The said writ petition pertains to the same question of law, as such, time during which the said writ petition was pending has to be excluded for the purpose of computation of the period of limitation. Thus, the reassessment made for the assessment year 2005-2006 is not barred by limitation. He further contends that the petitioner itself submitted a representation on 2nd November, 2011 pleading therein that in view of pendency of the writ petition, reassessment proceedings for the assessment year 2005-2006 under Section 29(4) of the VAT Act should be adjourned sine die till the final disposal of the matter by this Hon’ble High Court. Consequently, it is not open for the petitioner to take about-turn to contend that matter is barred by time, as the petitioner is legally estopped from raising this misconceived plea of limitation. He further contends that it is not a case of change of opinion. The petitioner has evaded the tax by not mentioning the amount of tax separately in the sale invoice as required under the provision of the VAT Act and, when the same was transpired, the proceedings against the petitioner were initiated in accordance with law. The provision contained under Sections 60(1), 60(2)(d) read with Section 2(41) of the VAT Act cast legal duty on the petitioner to submit the sale invoice mentioning therein the goods sold with the price, quantity and tax charged and other particulars, as may be prescribed. Consequently, the petitioner, who had not disclosed the amount of tax charged separately, cannot be permitted to contend that the case in hand is a case of change of opinion nor the petitioner should contend that the proceedings are without jurisdiction. 10. After hearing the learned counsel for the parties and perusing the material available on records, the following points have fallen for consideration by this Court in this case:- 1. Whether the reassessment of the assessment in respect of the assessment year 2005-2006 is time barred or not? 2. Whether all the reassessment for the assessment years 2005-2006, 2006-2007 and 2007-2008 are legally permissible, in other words whether the same are based on change of opinion or not? 11. Before I deal with the respective contention and examine the above aspects, I setout the power of the Assessing Officer to reassess, which is provided under Section 29 of the VAT Act, are as follows:- “29.

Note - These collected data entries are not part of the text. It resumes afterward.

PR #224, opened 2021-02-11
Fix some integrators for OpenMP

lfarv:
Though the integrators have included for long the OpenMP directives, some were wrong, possibly due to evolution of the code since they were introduced. As a consequence, some gave wrong results when parallelised. The correction consists in moving some variables inside the parallel block so that they are considered "private".


lfarv:
Only the integrators identified as failing were modified.
For safety, the OpenMP default scope was changed from `default(shared)` to `default(none)` which requires an explicit specification of all loop variables. In the future, this should be done for all integrators.

lfarv:
It's fixing a bug potentially giving wrong results with OpenMP, so I merge now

11. Before I deal with the respective contention and examine the above aspects, I setout the power of the Assessing Officer to reassess, which is provided under Section 29 of the VAT Act, are as follows:- “29. Assessment of Escaped Turnover:- (1) Where after a dealer is assessed under Section 25 or Section 26 for any year or part thereof, the Assessing Authority has reason to believe that the whole or any part of turnover of the dealer in respect of any tax period has:- (a) escaped assessment; or (b) been under assessed; or (c) been assessed at a rate lower than the rate at which it is assessable; or (d) been wrongly allowed any exemption or deduction therefrom; or 9 (e) been wrongly allowed any tax credit therein, the Assessing Authority shall, after recording the reasons in writing, serve a notice on the dealer and after giving the dealer a reasonable opportunity of being heard and making such enquiries as he considers necessary, he shall assess or reassess the turnover of the dealer and tax according to law and the provisions of this Act shall as far as may be, apply accordingly: Provided that the tax shall be charged at the rate at which it would have been charged had the turnover not escaped assessment or full assessment as the case may be. Explanation (1) Nothing in this sub-section shall be deemed to prevent the Assessing Authority from making any assessment to the best of its judgment. Explanation (2) For the purposes of this section and of Section 30 “Assessing Authority” means the officer who passed the earlier assessment order, if any, and includes the officer having jurisdiction for the time being to assess the dealer. Explanation (3) Notwithstanding the issuance of notice under this sub-section, where as order of assessment or reassessment is in existence from before the issuance of such notice it shall continue to be effective as such, until varied by an order of assessment or reassessment made under this section in pursuance of such notice.” 12. It appears from the records that the case on hand pertains to escapement of assessments and not on any other ground.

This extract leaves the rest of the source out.